This is the optimal solution, the AND would require at least two more instructions possibly having to stop and wait for a load to happen of the value to mask. So worse in a couple of ways.
00000000 <swap>:
0: e1a03420 lsr r3, r0, #8
4: e1830400 orr r0, r3, r0, lsl #8
8: e1a00800 lsl r0, r0, #16
c: e1a00820 lsr r0, r0, #16
10: e12fff1e bx lr
00000000 <swap>:
0: ba40 rev16 r0, r0
2: b280 uxth r0, r0
4: 4770 bx lr
The latter is armv7 but at the same time it is because they added instructions to support this kind of work.
Fixed length RISC instructions have by definition a problem with constants. MIPS chose one way, ARM chose another. Constants are a problem on CISC as well just a different problem. Not difficult to create something that takes advantage of ARMS barrel shifter and shows a disadvantage of MIPS solution and vice versa.
The solution actually has a bit of elegance to it.
Part of this as well is the overall design of the target.

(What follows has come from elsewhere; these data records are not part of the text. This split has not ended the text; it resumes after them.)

PR #492, opened 2022-10-13
A few bug fixes

zariiii9003:
@andlaus

### DIFF
--- a/cantools/autosar/end_to_end.py
+++ b/cantools/autosar/end_to_end.py
@@ -37,7 +37,7 @@ def compute_profile2_crc(payload : Union[bytes, bytearray],
         assert msg.autosar.e2e.data_ids is not None
 
         protected_len = msg.autosar.e2e.payload_length
-        seq_counter = (payload[1]&0xf0) >> 4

unsigned short fun ( unsigned short x )
{
return(x+1);
}
0000000000000010 <fun>:
10: 8d 47 01 lea 0x1(%rdi),%eax
13: c3 retq
gcc chooses not to return the 16 bit variable you asked for it returns a 32 bit, it doesnt properly/correctly implement the function I asked for with my code. But that is okay if when the user of the data gets that result or uses it the mask happens there or with this architecture ax is used instead of eax. for example.
unsigned short fun ( unsigned short x )
{
return(x+1);
}
unsigned int fun2 ( unsigned short x )
{
return(fun(x));
}
0000000000000010 <fun>:
10: 8d 47 01 lea 0x1(%rdi),%eax
13: c3 retq
0000000000000020 <fun2>:
20: 8d 47 01 lea 0x1(%rdi),%eax
23: 0f b7 c0 movzwl %ax,%eax
26: c3 retq
A compiler design choice (likely based on architecture) not an implementation bug.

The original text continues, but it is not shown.